PR #155, opened 2016-05-26
Use address as title when there is an address and no title

JeroenDeDauw:


JeroenDeDauw:
Ugh. Boom. Not being able to run the tests locally is kinda annoying. No time to look into this now tho. Probably its just integration tests that need adjustment

PeterTheOne:
> Probably its just integration tests that need adjustment.

Yes.

tests/phpunit/parsers/LocationParserTest.php
```diff
@@ -134,4 +134,22 @@ protected function getInstance() {
 		return new LocationParser();
 	}
 
+	public function testGivenAddressAndNoTitle_addressIsSetAsTitle() {
+		$location = ( new LocationParser() )->parse( 'Tempelhofer Ufer 42' );
+
+		$this->assertSame( 'Tempelhofer Ufer 42', $location->getTitle );
```
JeroenDeDauw: What the heck. I forgot the function call brackets? :D

JeroenDeDauw:
I cannot easily finish this as I'm not able to run the tests locally. So if you'd like to see this happen, feel free to pick this up.

PeterTheOne:
I did some work on the unit tests but

    <display_map searchmarkers="all">
    New York City
    Brussels
    Berlin
    London
    Norway
    </display_map>

doesn't should the address as titles on the map for me.

JeroenDeDauw:
It's not nice to have tests bind to LocationParser, esp if the production code they test does not directly bind to it.

How about adding an alternate constructor to Location? Something like `Location::newTitledLocation( $latitude, $longitude )`

Not that many tests should be affected by this change in LocationParser anyway. If they are, that suggests a problem somewhere. Perhaps some should just assert lat and long, and not care about the rest of the Location. I'm not sure as I have not really looked at the involved code.

PeterTheOne:
> How about adding an alternate constructor to Location? Something like Location::newTitledLocation( $latitude, $longitude )

I did this in 38b79f1.

> Not that many tests should be affected by this change in LocationParser anyway. If they are, that suggests a problem somewhere. Perhaps some should just assert lat and long, and not care about the rest of the Location. I'm not sure as I have not really looked at the involved code.

Would be the cleanest solution, but I don't want to change https://github.com/JeroenDeDauw/Maps/blob/master/tests/phpunit/parserhooks/ParserHookTest.php#L88 anytime soon.

JeroenDeDauw:
Right, for that code I'd just use this new alternative constructor

JeroenDeDauw:
Pffft, this Location class is foobar. Even though it was way worse before the last refactor I did to it. No reason for this thing to be mutable. It should just take all its stuff in its constructor. And not have an alternative one that does geocoding based on global state services >_>

JeroenDeDauw:
Random rant about something else aside, this PR looks good now.

I'm a bit worried that this behavior change might not be desired for some people though. What if you want to have a map with a bunch of markers but no pop-ups? When using addresses, all of a sudden after updating Maps, you'll get pop-ups. And you won't be able to turn it off. (Or do we have a general off setting for those things?) Thoughts @kghbln?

------

» PROBLEM DETAILS
Could you repeat exactly the lines in the listing above from the one with "</display_map>" down to the one with "It's not nice"? Include both of those lines.

» YOUR RESPONSE
    </display_map>

doesn't should the address as titles on the map for me.

JeroenDeDauw:
It's not nice to have tests bind to LocationParser, esp if the production code they test does not directly bind to it.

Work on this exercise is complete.